クッキーと紅茶と(南京事件研究ノート) このページをアンテナに追加 RSSフィード

2009-06-05

皇民化政策を「文明開化」と同一視する、「NHK抗議運動」のイデオローグ

(6/5 14時、改題しました)

「台湾研究フォーラム会長の永山英樹氏は、先月から続いている「NHKへの抗議運動」の急先鋒を担っている人物だが、

http://www.youtube.com/watch?v=ozulU0HmIcs


彼のブログを読むと首をかしげたくなるような発言にしばしば出会う。

例えば、以下のような記述

http://mamoretaiwan.blog100.fc2.com/blog-entry-715.html

■台湾の文明開化運動ではないのか

この運動を開始した小林躋造総督は三九年五月、「皇民化」を台湾の「工業化」「南進基地化」との産業経済政策上のスローガンと合わせ、それらを「三大標語」「三大政策」と位置付けた。

もちろん「皇民化」が、番組が強調したように、敵国と同じ漢民族を国内に抱え込むことになった日本の同化政策であったのは言うまでもない。しかしさらに言えば、当時の日本は戦時下においてアジアのブロック経済化(東亜新秩序)を進めており、それに台湾人国民の一部として参与させるため、国民意識の向上を求める運動だったと言うこともできる。

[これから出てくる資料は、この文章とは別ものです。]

PR #10232, opened 2021-04-17
refactor(core): remove ZeroCopyBuf's dep on the bindings mod

AaronO:
Also cleanup `bindings::deserialize()/decode()` so they use the `ZeroCopyBuf` abstraction rather than reimplementing it

This cleanup will facilitate moving `ZeroCopyBuf` to `serde_v8` since it's now self contained and there are no other `get_backing_store_slice()` callers


bartlomieju (approved):
LGTM

PR #10233, opened 2021-04-18
feat(lsp): Implement textDocument/semanticTokens/full

jeanp413:
and textDocument/semanticTokens/range

Related #8643


cli/lsp/language_server.rs
```diff
@@ -2782,6 +2889,204 @@ mod tests {
...
+              24,
+              3,
+              0,
+              0,
+              0,
+              4,
+              9,
+              9,
+              2
+            ]
```
kitsonk, line 3017: I would try to use `#[rustfmt::skip]` here and reformat this in some more readable way manually, or externalise the JSON file, because this is just a lot of useless vertical space in an already big file.

cli/lsp/semantic_tokens.rs
```diff
@@ -0,0 +1,351 @@
+// Copyright 2018-2021 the Deno authors. All rights reserved. MIT license.
```
kitsonk, line 1: Is this based on logic from VSCode TypeScript language service?  If so, it would be good to mention it in here at the top, so future folks can at least understand where we are getting the logic from.

cli/lsp/text.rs
```diff
@@ -185,6 +189,20 @@ impl LineIndex {
     }
   }
 
+  pub fn line_length_utf16(&self, line: u32) -> Result<TextSize, AnyError> {
```
kitsonk, line 192: Probably need a test case for this.

cli/lsp/text.rs
```diff
@@ -20,7 +20,7 @@ where
   P: FnMut(&T) -> bool,
 {
   let mut left = 0;
-  let mut right = slice.len();
+  let mut right = slice.len() - 1;
```
kitsonk, line 23: What did you specifically run into that needed this logic updated?  It would be to get an example of what wasn't working as a test that the logic update makes sense.

kitsonk (commented):
A couple thoughts...

cli/lsp/language_server.rs
jeanp413: done

cli/lsp/semantic_tokens.rs
jeanp413: done

cli/lsp/text.rs
jeanp413: I end up removing this function and simplified the logic in `Classifications::to_semantic_tokens` because `start_pos.line == end_pos.line` is always true as there are no multiline tokens

cli/lsp/text.rs
jeanp413: Some test were failing: `lsp::text::tests::test_get_edits` and `lsp::text::tests::test_line_index`
For test_line_index this one in particular is was returning `line:2 character:0` without this change
```
assert_eq!(
      index.position_utf16(11.into()),
      lsp::Position {
        line: 1,
        character: 5
      }
    );
```
Now that `utf8_offsets` and `utf16_offsets` length is equal to `# of lines + 1` (because I added a last `push` call after the for loop so we can calculate the total text size) then `slice.len() - 1` is equal to `slice.len()` before my change

kitsonk (approved):
LGTM, thanks again for the contribution!

PR #10480, opened 2021-05-03
fix(core/print): flush stderr

AaronO:
Stderr is unbuffered on Linux/macOS (so doesn't need to be flushed), but I think it's undefined on Windows

Follow up to https://github.com/denoland/deno/pull/10436#pullrequestreview-650053348


piscisaureus:
Looks like this fixes a simple mistake to me.

One could argue for flushing both stdout and stderr, but that doesn't seem necessary because now they're flushed immediately when written to anyway.

piscisaureus (approved):
LGTM

PR #10481, opened 2021-05-03
refactor(cli): replace loading file for --config flag with generic structure

bartlomieju:
Currently file passed to `--config` file is parsed using `TsConfig` structure 
that does multiple things when loading the file.  Instead of relying on that 
structure I've introduced `ConfigFile` structure that can be updated to 
sniff out more fields from the config file in the future.


cli/tsc_config.rs
```diff
@@ -188,18 +188,17 @@ fn parse_compiler_options(
   Ok((value, maybe_ignored_options))
 }
 
-/// Take a string of JSONC, parse it and return a serde `Value` of the text.
+/// Take a reference to `ConfigFile`, parse `compilerOptions` and return a serde `Value` of the text.
 /// The result also contains any options that were ignored.
-pub fn parse_config(
-  config_text: &str,
-  path: &Path,
+pub fn parse_compiler_options_from_config_file(
```
kitsonk, line 193: Would it make more sense to do an `.as_compiler_options()` method on the `ConfigFile` struct?

cli/module_graph.rs
```diff
@@ -824,7 +829,11 @@ impl Graph {
       }));
     }
     let maybe_ignored_options =
-      config.merge_tsconfig(options.maybe_config_path)?;
+      if let Some(config_file) = options.maybe_config_file.as_ref() {
```
kitsonk, line 832: I'm ok with this, but if we have `ConfigFile::as_compiler_options()` we could in theory simply this?  Also, wouldn't it be cleaner to have whatever method accept an `Option<ConfigFile>` so you have only only deal with the option unwrapping once instead of several places?

kitsonk (commented):
A couple thoughts

cli/tsc_config.rs
bartlomieju: I thought about it, but it would mean that `TsConfig` would leak into `ConfigFile`. I guess it's gonna happen sooner or later, so I'm just gonna go ahead and do that.

cli/module_graph.rs
bartlomieju: Valid point about `Option<ConfigFile>`, but if I'm add `ConfigFile::as_compiler_options` it will still required to do the unwrap. To be honest I don't really mind that - the code is still readable, it's just there are additional 3 lines.

cli/tsc_config.rs
kitsonk: Yeah, possible move TsConfig into the config as it becomes "master" place for all things config?

bartlomieju: As suggested I've merged `tsc_config.rs` into `config_file.rs`

bartlomieju:
@kitsonk please review, I want to land this PR before 1.10

cli/file_watcher.rs
```diff
@@ -181,15 +183,18 @@ where
...
   loop {
     match module_resolver().await {
       ModuleResolutionResult::Success {
         paths_to_watch,
         module_info,
+        program_state,
       } => {
         paths = paths_to_watch;
         module = Some(module_info);
+        pstate = Some(program_state);
```
kitsonk, line 197: nit: `maybe_program_state`

cli/file_watcher.rs
```diff
@@ -204,7 +209,8 @@ where
     let _watcher = new_watcher(&paths, &debounce)?;
 
     if let Some(module) = &module {
-      let func = error_handler(operation(module.clone()));
+      let func =
+        error_handler(operation(pstate.clone().unwrap(), module.clone()));
```
kitsonk, line 213: this is funky... why do we wrap it in an option to only clone it an unwrap it‽

kitsonk (approved):
LGTM, just a couple of final comments

cli/file_watcher.rs
bartlomieju: Indeed, this is because of how this function is structured. I'll try to rework it in a follow up

PR #10492, opened 2021-05-04
[WIP] feat: allow to load import map from configuration file

bartlomieju:
This PR adds ability to load import map using configuration file with `--config` flag
instead of using `--import-map`.

There are two supported modes:
```
// Example 1
// Embed import map inside configuration file
{
  "compilerOptions": {
    "target": "ES5",
    "jsx": "preserve"
  },
  "importMap": {
    "imports": {
      "moment": "./moment/moment.ts",
      "moment/": "./moment/",
      "lodash": "./lodash/lodash.ts",
      "lodash/": "./lodash/",
      "https://www.unpkg.com/vue/dist/vue.runtime.esm.js": "./vue.ts"
    },
    "scopes": {
      "scope/": {
        "moment": "./scoped_moment.ts"
      }
    }
  }
}
```

```
// Example 2
// Specify path or URL to import map inside configuration file
{
  "compilerOptions": {
    "target": "ES5",
    "jsx": "preserve"
  },
  "importMap": "./import_maps/autogenerated.json"
}
```

In the first case import map URL equals to the config file path, in the second case it's fully resolved URL.

If proposal for multiple import maps will move forward we'll have to change the schema to support arrays of URL.

<s>Blocked on https://github.com/denoland/deno/pull/10481</s>


satyarohith:
What are your thoughts on using `importMapPath` for a path or URL? We use this name in [emit options](https://doc.deno.land/builtin/unstable#Deno.EmitOptions) of `Deno.emit()` API.

bartlomieju:
> What are your thoughts on using `importMapPath` for a path or URL? We use this name in [emit options](https://doc.deno.land/builtin/unstable#Deno.EmitOptions) of `Deno.emit()` API.

It's unfortunate that it's named `importMapPath`... I wouldn't mind having `importMapUrl` and `importMap`. @kitsonk what do you think?

nayeemrmn:
I think `importMap` (url) and `importMapInline` (inline) would align with what we'd do if there was a CLI flag for the latter.

kitsonk:
I'm still unsure what the problem would be with having `"imports"` and `"scopes"` at the top level and then an `"importMap"` as a URL. We can change `Deno.emit()` to better align to this. The other option is to have it still be a single option `"importMap"`, where when the value is a string it is loaded or an object taken literally.

bartlomieju:
Discussed with @piscisaureus, we're not so sure we want to land it for 1.12, so I'm removing a milestone.

bartlomieju:
This is being punted till later date.

PR #10494, opened 2021-05-05
docs: use one code block per truncate example

caspervonb:
Truncate examples are using const and re-declaring in a single code block with multiple examples.
This splits them into using one code blocks per example program.


kt3k (approved):
LGTM. Thanks!

This should be necessary for applying doc testing to these files

caspervonb:
> This should be necessary for applying doc testing to these files
It is 😏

伊原吉之助氏は論考「台湾の皇民化運動」で、この運動を「戦う日本人との協力運動」とし、「戦時下における治安確保」「戦時経済への協力」「南進の尖兵」をその目的と指摘する。

「南進の尖兵」とは「真の日本民族の一構成員とし、南進の同伴者として錬成する」ことだが、当時「錬成」の組織として成功したものに青年指導者養成のための勤行報国青年隊があり、そこで「南方農民型のおっとりした青年を、近代工業社会適応型の規律ある青年に鍛えあげた」と言う。

これを見ても感じることだが、私は皇民化運動は、かつては日本でも明治時代に行われた近代国民化の運動だと思っている。文明開化殖産興業政策の下で不可避である住民の意識・生活改革運動であると。

伊原氏は、皇民化運動を「戦時下における治安確保」「戦時経済への協力」「南進の尖兵」といった、きわめて限定的な目的に基づく「戦う日本人との協力運動」と指摘しているわけだが、

永山氏はこれを「文明開化殖産興業政策の下で不可避である」「住民の意識・生活改革運動」に同一化している。

どう考えても論理のすりかえというか欺瞞的イデオロギーだだ漏れ、だと思うのですが。


この永山発言、強制的に「戦う日本人との協力運動」に動員させられた全ての台湾人を愚弄していると思う。